══ INPUT DATA

PR #1537, opened 2023-02-07
Remove parameters from Task Fragment constructors

JSunde:
We were previously passing in data via the TaskFragment constructors but that was causing a crash on orientation changes because Android system couldn't find the default constructor.

This change removes those parameters, now we're still getting a failure on orientation change because the ViewModels aren't persisted, but I will address that in a follow up change.


ground/src/main/java/com/google/android/ground/ui/datacollection/TaskFragment.kt
```diff
@@ -0,0 +1,22 @@
...
+ * See the License for the specific language governing permissions and
+ * limitations under the License.
+ */
+package com.google.android.ground.ui.datacollection
+
+import com.google.android.ground.ui.editsubmission.AbstractTaskViewModel
+
+interface TaskFragment {
+  var viewModel: AbstractTaskViewModel
+}
```
shobhitagarwal1612, line 22: Can we add generic to the interface so that the implementation can provide a type for the ViewModel instead of having to cast before using it?

JSunde: I went ahead and added the generic to TaskFragment. Now the fragment's don't need to cast the viewModel, but we still currently need to cast the ViewModels in the DataCollectionViewPagerAdapter.

Although I will be fixing this in the near future because I'm going to be making the fragments instantiate their own ViewModels.

shobhitagarwal1612 (approved):

PR #1538, opened 2023-02-08
Remove GeometryWrapper reference from LocationOfInterestMutation

### LINKED ISSUE #1529: [Code health] GeometryWrapper in Room impl leaked to domain model
`GeometryWrapper` appears in `LocationOfInterestMutation`, which lives in the domain model.

~Perhaps `GeometryWrapper` should be moved there, or to the geometry model as well?~

Correction: `GeometryWrapper` isn't needed in `LocationOfInterestMutation`, only in the local db Room impl. Instead, we should just be able to have `geometry: Geometry` in `LocationOfInterestMutation`.

@JSunde PTAL?

JSunde:
Fixes #1529

@gino-m PTAL?


gino-m (changes requested):
Thanks for the fix. There are a few build errors left:

e: file:///workspace/ground/src/main/java/com/google/android/ground/persistence/local/room/converter/ConverterExt.kt:157:16 Type mismatch: inferred type is Geometry? but GeometryWrapper? was expected
e: file:///workspace/ground/src/main/java/com/google/android/ground/persistence/local/room/converter/ConverterExt.kt:167:19 Type mismatch: inferred type is Geometry? but GeometryWrapper? was expected
e: file:///workspace/ground/src/main/java/com/google/android/ground/persistence/remote/firebase/schema/LoiMutationConverter.kt:42:45 Unresolved reference: getGeometry

gino-m (approved):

════

## [YOUR TASK]
Each line from the material above that mentions the word "because" needs to be copied.

## [PROBLEM SOLUTION]
We were previously passing in data via the TaskFragment constructors but that was causing a crash on orientation changes because Android system couldn't find the default constructor.
This change removes those parameters, now we're still getting a failure on orientation change because the ViewModels aren't persisted, but I will address that in a follow up change.
Although I will be fixing this in the near future because I'm going to be making the fragments instantiate their own ViewModels.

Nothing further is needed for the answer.